» **Brief**
Transcribe the data exactly, stopping after the "SETTINGS_MENU_MAX_HEIGHT = 210;" line.

[Opening Input records section]

PR #599, opened 2018-01-23
Fix settings menu title cut off by scrollbar

JustinHoldstock:
Fixes scroll bar cutting off menu

screen shot 2018-01-22 at 4 58 54 pm

### DIFF
--- a/src/lib/viewers/media/Settings.js
+++ b/src/lib/viewers/media/Settings.js
@@ -22,6 +22,9 @@ const MEDIA_SPEEDS = ['0.5', '1.0', '1.25', '1.5', '2.0'];
 const MEDIA_QUALITY_SD = 'sd';
 const MEDIA_QUALITY_HD = 'hd';
 const MEDIA_QUALITY_AUTO = 'auto';
+const SETTINGS_MENU_PADDING = 18;
+const SETTINGS_MENU_PADDING_SCROLL = 32;
+const SETTINGS_MENU_MAX_HEIGHT = 210;
 
 const SETTINGS_TEMPLATE = `<div class="bp-media-settings">
     <div class="bp-media-settings-menu-main bp-media-settings-menu" role="menu">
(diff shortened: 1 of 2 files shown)


boxcla:

src/lib/viewers/media/Settings.js
```diff
@@ -292,11 +292,15 @@ class Settings extends EventEmitter {
      * @return {void}
      */
     setMenuContainerDimensions(menu) {
-        // NOTE: need to explicitly set the dimensions in order to get css transitions. width=auto doesn't work with css transitions
-        this.settingsEl.style.width = `${menu.offsetWidth + 18}px`;
+        const { children } = menu;
+
+        // If we have enough children to require scrolling, take into account scroll bar width.
+        const scrollPadding = children.length > 7 ? 32 : 18;
```
DanDeMicco: Extract these magic numbers to constants

src/lib/viewers/media/Settings.js
```diff
@@ -292,11 +292,15 @@ class Settings extends EventEmitter {
...
+        this.settingsEl.style.width = `${menu.offsetWidth + scrollPadding}px`;
+
         // height = n * $item-height + 2 * $padding (see Settings.scss) + 2 * border (see Settings.scss)
         // where n is the number of displayed items in the menu
-        const sumHeight = [].reduce.call(menu.children, (sum, child) => sum + child.offsetHeight, 0);
+        const sumHeight = [].reduce.call(children, (sum, child) => sum + child.offsetHeight, 0);
```
DanDeMicco: I was taking a look at this before and was trying to figure out why it iterates over the children and sums up the offsetHeight vs taking the menu.offsetHeight. Seemed to work with the menu offsetHeight. Any ideas?

src/lib/viewers/media/Settings.js
jeremypress: Would looking at scrollHeight help? 

`The Element.scrollWidth read-only property is a measurement of the width of an element's content, including content not visible on the screen due to overflow.`

https://developer.mozilla.org/en-US/docs/Web/API/Element/scrollWidth

src/lib/viewers/media/__tests__/Settings-test.js
```diff
@@ -101,6 +101,47 @@ describe('lib/viewers/media/Settings', () => {
...
+            menuEl.appendChild(document.createElement('span'));
+            settings.setMenuContainerDimensions(menuEl);
+
+            expect(settings.settingsEl.style.width).to.equal('18px');
+        });
+
+        it('should add extra padding to settingsEl based on menu contents that require scroll bar', () => {
+            const menuEl = document.createElement('div');
+            // Greater than enough to add a scroll bar.
+            menuEl.appendChild(document.createElement('span'));
```
jeremypress: Add one element and set it's size with js?

src/lib/viewers/media/Settings.js
JustinHoldstock: I'm not too sure, but I can confirm that `menu.offsetHeight` is the way to go.

src/lib/viewers/media/__tests__/Settings-test.js
JustinHoldstock: This will work especially since we're no longer counting child heights, and using offsetHeight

[Closing Input records section]

» **Written response**
PR #599, opened 2018-01-23
Fix settings menu title cut off by scrollbar

JustinHoldstock:
Fixes scroll bar cutting off menu

screen shot 2018-01-22 at 4 58 54 pm

### DIFF
--- a/src/lib/viewers/media/Settings.js
+++ b/src/lib/viewers/media/Settings.js
@@ -22,6 +22,9 @@ const MEDIA_SPEEDS = ['0.5', '1.0', '1.25', '1.5', '2.0'];
 const MEDIA_QUALITY_SD = 'sd';
 const MEDIA_QUALITY_HD = 'hd';
 const MEDIA_QUALITY_AUTO = 'auto';
+const SETTINGS_MENU_PADDING = 18;
+const SETTINGS_MENU_PADDING_SCROLL = 32;
+const SETTINGS_MENU_MAX_HEIGHT = 210;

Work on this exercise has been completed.